De l’école à l’université le refus de la mixité dans ces lieux essentiels est le refus du savoir aux femmes. Charlemagne, école pour tous mais surtout pour les garçons qui seront juges, collecteurs, recenseurs. (Les filles instruites sont encore plus dangereuses). A partir du 12ème siècle les parents évoluent et demandent aux curés que les filles apprennent à lire, compter, écrire. Au 16ème siècle, avec la Réforme, les protestants vont inventer les premières écoles primaires mixtes car les filles doivent savoir lire la Bible pour transmettre leur foi face aux catholiques. 1789, les révolutionnaires sont d’accord pour l’instruction des filles mais refusent toujours la mixité.

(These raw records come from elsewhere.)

PR #164, opened 2023-04-12
wip: custom blocks typing and API

YousefED:
I'm curious what you think if this approach. I think this direction will make it possible to register custom blocks while keeping a strongly typed API.

This PR does:

- refactor of registration of built-in block types. 
- makes it possible to have a strongly typed `BlockNoteEditor` which API matches the Blocks that have been defined. This will make it possible to add support for custom blocks, while keeping a strongly typed API
- As part of this, `globalProps` and `blockProps` have been removed, because they should be dynamically configurable as well (based on the "registered blocks" in the editor).

TODO:
- make it compile (nodeToBlock, etc)
- use the new BlockSpec types instead of `globalProps` / `blockProps`
- how to handle markdown / html
- design + implement custom block interface
- test / add tests
- ...

### DIFF
--- a/packages/core/src/BlockNoteEditor.ts
+++ b/packages/core/src/BlockNoteEditor.ts
@@ -19,19 +19,24 @@ import { getNodeById } from "./api/util/nodeUtil";
 import { getBlockNoteExtensions, UiFactories } from "./BlockNoteExtensions";
 import styles from "./editor.module.css";
 import {
-  Block,
   BlockIdentifier,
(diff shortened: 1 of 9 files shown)


dukesx:
Looks promising but don't forget to add support for "react render", a function that tiptap exposes so that we can render react components directly inside Tiptap.

KashifAhmed:
Great feature, well what the estimate time to implement this feature

PR #166, opened 2023-04-14
fix: slashmenu dropdown positioning on edge of page

tensor-tian:
martine menu dropdown position style is set to "absolute". 
The tippy container's ( the parent of dropdown menu ) computed width and height are 0.
This makes popper overflow not work when change the type of last several blocks.

before fix, popper's overflow detection not work:
Screenshot 2023-04-14 at 18 17 10

after fix, popper's default flip behavior work:
Screenshot 2023-04-14 at 18 22 11


matthewlipski (approved):
Looks good!

YousefED:
Thanks @tensor-tian! We'll make this part of the next release!

Issue #165, opened 2023-04-13
When scrolling, the slash menu and plus sign doesn't scroll


the-watchmaker:
**Issue** 
![Screen Recording 2023-04-12 at 5 05 56 PM](https://user-images.githubusercontent.com/4682613/231612593-98933c72-f163-460a-8f8b-adf18c21a5c9.gif)

When you scroll down the menu is stuck on the screen rather than following you (positioned by position: absolute; and transform)

I think this is ok and can be intended design if we have
- onSlashMenuOpen() to freeze the scroll altogether and only let the user scroll within the slash menu, just like Notion
- and make it pop up on top of the editing area when there is no more space underneath

I've been playing around with all the positioning tricks to fix it but no luck. Let me know if any solutions.

PR #167, opened 2023-04-14
fix: menu positioning when scrolling

matthewlipski:
The menus and toolbars currently stay in place when the page is scrolled. This PR makes makes their positions update on scroll.

closes https://github.com/TypeCellOS/BlockNote/issues/165


YousefED (approved):
Best we can do for now.

A more ideal solution would be if we the menus would be locate relatively in the editor. In that case CSS should be able to take care of the positioning, and we don't have to manually update it.

However, this would be a bit cumbersome to fix now I think as menus are located at a different position in the HTML tree. We should create a separate issue for this

Issue #156, opened 2023-03-27
Website: Fix titles and image previews


YousefED:
currently, pasted links just show up like this:

<img width="668" alt="image" src="https://user-images.githubusercontent.com/368857/227912371-7dc3a01f-8de6-44b7-a78d-07d27bbdd13c.png">

We should at least be able to add a title / metadata and a standard og:image. 

Or, if we want to go more advanced a prerendered image:

https://vercel.com/docs/concepts/functions/edge-functions/og-image-generation

PR #187, opened 2023-05-05
fix: title and description

PhilipWillms:
Closes https://github.com/TypeCellOS/BlockNote/issues/156


PhilipWillms:
Discord example of how it looks now.
Screenshot 2023-05-05 at 19 55 54

PhilipWillms:
> This is great @PhilipWillms! Thanks ❤️
> 
> Two questions I hope you can help with now you've already figured this out:
> 
> * We can still override the title / description per page right? Because while this is a great improvement, all the pages will still have the same metadata
> * Same question for the og image. It's a bit overkill now to have it rendered like this, because there's no "dynamic" element. We might as well link to a static asset? Or, what would be even cooler is to add a dynamic title as well (like in [this example](https://vercel.com/docs/concepts/functions/edge-functions/og-image-generation/og-image-examples#dynamic-text-generated-as-image), but that might be quite a bit more work

I liked the idea of having images with dynamic titles so I implemented something like that. Now each page can have custom meta tags. I abstracted that in some way so that you do not need to set all meta tags on each page but rather just have to add some values in the frontmatter and the meta tags get created based on that. Not sure if we want it this way or rather be able to set all the meta tags for each site individually like it kinda got started in [this commented code](https://github.com/TypeCellOS/BlockNote/blob/main/packages/website/docs/index.md?plain=1#L4). 


I was not sure about how the preview image should look like. I did not like how it was looking when using the whole banner with text below so I chose to just use the Icon like this.
Screenshot 2023-05-07 at 18 34 15

 If no `imageTitle` got set the whole banner gets used as the `og:image` [like this](https://github.com/TypeCellOS/BlockNote/pull/187#issuecomment-1536589734)

packages/website/docs/.vitepress/config.ts
```diff
@@ -207,6 +232,75 @@ function getHeadTags(env: NodeJS.ProcessEnv): HeadConfig[] {
...
+        : METADATA_DEFAULT.image,
+    },
+  ]);
+
+  head.push([
+    "meta",
+    {
+      property: "twitter:title",
+      content:
+        `${METADATA_DEFAULT.title} - ${pageData.frontmatter.title}` ||
```
YousefED, line 280: I don't think this syntax will work? if `frontmatter.title` is undefined, I think it will just render `BlockNote - undefined` right?

(there's a couple more occurences in this file)

packages/website/api/og.tsx
```diff
@@ -0,0 +1,111 @@
...
+              gradientUnits="userSpaceOnUse">
+              <stop stop-color="#00EBE7" />
+              <stop offset="1" stop-color="#6923BA" />
+            </linearGradient>
+          </defs>
+        </svg>
+      </div>
+    );
+
+    return new ImageResponse(title ? iconWithTitle(title) : banner, {
```
YousefED, line 102: I would probably prefer banner + title. Or alternatively, a quick fix could be to prefix the title with `BlockNote - `. Currently, there's no way from the image to understand to which site / project the image refers to which I think is not ideal

packages/website/api/og.tsx
```diff
@@ -0,0 +1,111 @@
...
+              y2="93.632"
+              gradientUnits="userSpaceOnUse">
+              <stop stop-color="#00EBE7" />
+              <stop offset="1" stop-color="#6923BA" />
+            </linearGradient>
+          </defs>
+        </svg>
+        <div
+          style={{
+            fontSize: 60,
```
YousefED, line 49: Can we use the "Gilroy" font that's also used on the website? https://vercel.com/docs/concepts/functions/edge-functions/og-image-generation/og-image-examples#using-a-custom-font

packages/website/api/og.tsx
```diff
@@ -0,0 +1,111 @@
...
+import { ImageResponse } from "@vercel/og";
+
+export const config = {
+  runtime: "edge",
+};
+
+export default async function handler(request) {
+  try {
+    const { searchParams } = new URL(request.url);
+    const title = searchParams.get("title")?.slice(0, 100);
```
YousefED, line 11: Add ellipsis? … (single utf character) if it's too long?

YousefED (commented):
This is great @PhilipWillms, thanks!! I've checked the code and it looks great. Some final suggestions in the review 💪

PR #188, opened 2023-05-06
fix: placeholder defined in code instead of css

achrefBoukhili:


packages/core/src/extensions/Blocks/nodes/Block.module.css
```diff
@@ -27,11 +27,11 @@ NESTED BLOCKS
   margin-left: 1.5em;
 }
 
-.blockGroup .blockGroup > .blockOuter {
```
matthewlipski, line 30: I think it's better to keep the formatting as it was. Admittedly the CSS isn't very readable at the moment, but it would make it much easier to keep track of the more important changes in the PR.

packages/core/src/extensions/Placeholder/localisation/translation.ts
```diff
@@ -0,0 +1,52 @@
...
+    translation: {
+      placeholder: "Geben Sie Text ein oder geben Sie '/' für Befehle ein",
+      heading: "Überschrift",
+      list: "Aufführen",
+    },
+  },
+  it: {
+    translation: {
+      placeholder: "Inserisci il testo o digita '/' per i comandi",
+      heading: "intestazione",
```
matthewlipski, line 20: Should be capitalized

matthewlipski (commented):
Thanks for your contribution! I'm not sure it makes sense to merge these changes at the moment though, since we're still not set on how we want to implement default styling for BlockNote. Right now we're ok with using CSS modules, though I think this might change. We'll probably revisit this when we're sorting out localization for the whole editor, including menus. @YousefED Thoughts?

YousefED:
This is great @achrefBoukhili! My thoughts:
- I think we should do i18n in a different PR. It's definitely a nice addition, but then I feel we should also translate other parts of the codebase (not just the placeholder).
- Why don't we pass the block type to `this.options.placeholder` and allow this placeholder function to be passed in from the BlockNoteEditor options? That way, everything is user customizable 🤙 (including different languages)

Les caisses sont vides, impossible d’ouvrir deux classes, les filles sont sacrifiées. 1802, lycées de garçons. 1880, premier lycée de filles, loi Camille Sée, mais pas de latin, de philosophie, pas de BAC. 1924, accès au même programme. 1957, écoles primaires mixtes et 1959 lycées mixtes contre l’avis des parents et professeurs. Aussi une loi oblige à la mixité en 1975. Les premières universités sont celles de l’église et ouvertes à ceux qui ont fait des études depuis le plus jeune âge, donc aux garçons, ceux de la clergie dont les filles sont exclues. 1789, fermeture des universités. 1808, création des nouvelles universités ouvertes à tous mais toujours pas de BAC pour les files ! Fin 19ème siècle, étudiants et professeurs refusent le partage du savoir et de la mixité : peur de la concurrence, en médecine, elles sont trop faibles, grossesse, règles, contentez-vous d’être infirmières. Les femmes ne peuvent pas plaider, être notaires malgré le diplôme. La mixité est acquise au 20ème siècle, surtout à partir de 1968 mais pourtant 80% des chaires sont tenues par des hommes.
Qu’en est-il de la mixité professionnelle ? Du 12ème au 19ème siècle, dans la paysannerie on travaille ensemble mais pas aux mêmes tâches.
Certains métiers sont interdits aux femmes (boucher) mais d’autres aux hommes (fileuse), d’autres sont mixtes comme dans la couture. Au 14ème siècle, des femmes maçonnes, charpentières mais sous-payées. 1688, interdiction aux femmes de travailler sur les chantiers et les petites marchandes de rue sont assimilées à des prostituées. Révolution industrielle du 19ème siècle, tous travaillent ensemble mais la moitié du salaire pour les femmes (mines). 1899, interdiction de la mixité dans les mines pour cause de promiscuité mais quand difficultés économiques, on revient à la morale pour écarter les femmes et privilégier l’emploi des hommes. La loi Roudy de 1983 interdit toute discrimination professionnelle en raison du sexe, Code du Travail et Code pénal modifiés.
Enfin, quelle mixité en politique ? 1789, les Etats généraux ne comptent que des hommes ainsi que l’Assemblée Nationale de 1871. La Révolution est une mixité volée. 1945, 33 élues sur 586, 2017, 224 députées sur 577 et 98 sénatrices sur 348.
Conclusion : les causes du refus de la mixité, peur du partage, désir de soumettre la femme, peur du corps de la femme mais c’est difficile à comprendre. A l’école, depuis fin 17ème siècle, le masculin l’emporte sur le féminin alors que précédemment, soit accord de proximité (3 jours et 2 nuits entières) ou accord du nombre (2 garçons et 15 filles étaient juchées). Au 17ème siècle c’est l’accord du plus noble qui l’emporte ! La langue est l’architecture de la pensée.
Pour aller plus loin, le livre de Brigitte Rochelandet : Femme, tu te soumettras. La condition féminine au fil du temps.